▶ **EXERCISE DESCRIPTION**
The entries must be retyped exactly, down to the last line.

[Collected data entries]
══════════════════════════════

PR #135, opened 2020-02-05
Calo digi

sophiemiddleton:
Changes discussed in the meeting. Further development will be needed in future but I think this is now at a point at which it is useful. There's no huge rush to get it in ASAP so other changes can be merged in ahead if they are more important.


Mu2eG4/test/conditions_01.txt
```diff
@@ -37,7 +37,10 @@ double BirkCorrHadron = 4.0;
 double ROphotostatistic = 30.0;//p.e / MeV
 
 //conversion factor from ADC counts to MeV
-double ADC2MeVConversionFactor = 1.6e-03; //5.46e-04;//0.989e-03;
+double ADC2MeVConversionFactor =  0.0461333;
```
gianipez: This value is wrong, It should be put back to 1.6e-03.

CaloCluster/fcl/prolog.fcl
```diff
@@ -13,6 +13,12 @@ END_PROLOG
 
 BEGIN_PROLOG
 
+CaloClusterCompare : {
```
gianipez: Probably the best location for this analyzer is in the Analysis directory. CaloCluster should only keep modules and algorithms related to the reconstruction.

CaloCluster/fcl/prolog_trigger.fcl
```diff
@@ -41,6 +44,41 @@ CaloClusterFast :
...
+  EminSeed               : 20 
+  ExpandCut              : 1 
+  EnoiseCut              : 1
+  timeCut                : @local::HitMakerBlindTime   
+  deltaTime              : 5.01
+  diagLevel              : 0
+}  
+
+
+NewCaloClusterFast :
```
gianipez: I would move the modules instances within this block in the already present CaloClusterTrigger block.
Also, the reco sequence that uses NewCaloClusterFast should include the sequence from CaloReco/fcl/prolog_trigger.fcl that performs the hit reco (starting from the digi collection.

CaloCluster/src/CaloClusterFast_module.cc
```diff
@@ -229,7 +230,7 @@ namespace mu2e {
          double     hitTime = (seed->index_+offsetT0_)*digiSampling_-timeCorrection_;
          if (includeCrystalHits_) {
            recoCrystalHits.push_back(CaloCrystalHit(seed->crId_, 2, hitTime, 0, seed->val_*adcToEnergy_, 0., caloRecoDigi));
-         }
+	  }
```
gianipez: wrong indentation. please, fix it

CaloCluster/src/CaloProtoClusterFromCrystalHit_module.cc
```diff
@@ -60,79 +61,183 @@ namespace mu2e {
...
+	typedef std::list<const CaloCrystalHit*>    CaloCrystalList;
+
+
+	explicit CaloProtoClusterFromCrystalHit(fhicl::ParameterSet const& pset) :
+	art::EDProducer{pset},
+	caloCrystalToken_{consumes<CaloCrystalHitCollection>(pset.get<std::string>("caloCrystalModuleLabel"))},
+	producerNameMain_(pset.get<std::string>("mainClusterCollName")),
+	producerNameSplit_(pset.get<std::string>("splitClusterCollName")),
+	isOnline_(pset.get<bool>("isOnline",false)),
+	minEnergy_(pset.get<double>("minEnergy",0)),
```
gianipez: this parameter refers to the minimum cluster energy. I would consider calling it in a more meaningful way, like minClusterEnergy_

CaloCluster/src/ClusterFinder.cc
```diff
@@ -20,60 +20,67 @@
...
+
+		while (!crystalToVisit_.empty())
+		{            
+			 int visitId         = crystalToVisit_.front();
+			 isVisited_[visitId] = 1;
+			 
+			 std::vector<int>  neighborsId = cal_->crystal(visitId).neighbors();
+			 if(isOnline_){
+			 	for (const auto& nneighbor : cal_->nextNeighbors(visitId)) neighborsId.push_back(nneighbor);
+			}
```
gianipez: bad indentation.

sophiemiddleton:
sure, thanks Giani - will try to get those done tomorrow. I'll wait a bit until others respond with corrections/comments and then push them all together, as otherwise, things get confusing (I found that out last time)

══════════════════════════════

▶ **WRITTEN SOLUTION**
PR #135, opened 2020-02-05
Calo digi

sophiemiddleton:
Changes discussed in the meeting. Further development will be needed in future but I think this is now at a point at which it is useful. There's no huge rush to get it in ASAP so other changes can be merged in ahead if they are more important.


Mu2eG4/test/conditions_01.txt
```diff
@@ -37,7 +37,10 @@ double BirkCorrHadron = 4.0;
 double ROphotostatistic = 30.0;//p.e / MeV
 
 //conversion factor from ADC counts to MeV
-double ADC2MeVConversionFactor = 1.6e-03; //5.46e-04;//0.989e-03;
+double ADC2MeVConversionFactor =  0.0461333;
```
gianipez: This value is wrong, It should be put back to 1.6e-03.

CaloCluster/fcl/prolog.fcl
```diff
@@ -13,6 +13,12 @@ END_PROLOG
 
 BEGIN_PROLOG
 
+CaloClusterCompare : {
```
gianipez: Probably the best location for this analyzer is in the Analysis directory. CaloCluster should only keep modules and algorithms related to the reconstruction.

CaloCluster/fcl/prolog_trigger.fcl
```diff
@@ -41,6 +44,41 @@ CaloClusterFast :
...
+  EminSeed               : 20 
+  ExpandCut              : 1 
+  EnoiseCut              : 1
+  timeCut                : @local::HitMakerBlindTime   
+  deltaTime              : 5.01
+  diagLevel              : 0
+}  
+
+
+NewCaloClusterFast :
```
gianipez: I would move the modules instances within this block in the already present CaloClusterTrigger block.
Also, the reco sequence that uses NewCaloClusterFast should include the sequence from CaloReco/fcl/prolog_trigger.fcl that performs the hit reco (starting from the digi collection.

CaloCluster/src/CaloClusterFast_module.cc
```diff
@@ -229,7 +230,7 @@ namespace mu2e {
          double     hitTime = (seed->index_+offsetT0_)*digiSampling_-timeCorrection_;
          if (includeCrystalHits_) {
            recoCrystalHits.push_back(CaloCrystalHit(seed->crId_, 2, hitTime, 0, seed->val_*adcToEnergy_, 0., caloRecoDigi));
-         }
+	  }
```
gianipez: wrong indentation. please, fix it

CaloCluster/src/CaloProtoClusterFromCrystalHit_module.cc
```diff
@@ -60,79 +61,183 @@ namespace mu2e {
...
+	typedef std::list<const CaloCrystalHit*>    CaloCrystalList;
+
+
+	explicit CaloProtoClusterFromCrystalHit(fhicl::ParameterSet const& pset) :
+	art::EDProducer{pset},
+	caloCrystalToken_{consumes<CaloCrystalHitCollection>(pset.get<std::string>("caloCrystalModuleLabel"))},
+	producerNameMain_(pset.get<std::string>("mainClusterCollName")),
+	producerNameSplit_(pset.get<std::string>("splitClusterCollName")),
+	isOnline_(pset.get<bool>("isOnline",false)),
+	minEnergy_(pset.get<double>("minEnergy",0)),
```
gianipez: this parameter refers to the minimum cluster energy. I would consider calling it in a more meaningful way, like minClusterEnergy_

CaloCluster/src/ClusterFinder.cc
```diff
@@ -20,60 +20,67 @@
...
+
+		while (!crystalToVisit_.empty())
+		{            
+			 int visitId         = crystalToVisit_.front();
+			 isVisited_[visitId] = 1;
+			 
+			 std::vector<int>  neighborsId = cal_->crystal(visitId).neighbors();
+			 if(isOnline_){
+			 	for (const auto& nneighbor : cal_->nextNeighbors(visitId)) neighborsId.push_back(nneighbor);
+			}
```
gianipez: bad indentation.

sophiemiddleton:
sure, thanks Giani - will try to get those done tomorrow. I'll wait a bit until others respond with corrections/comments and then push them all together, as otherwise, things get confusing (I found that out last time)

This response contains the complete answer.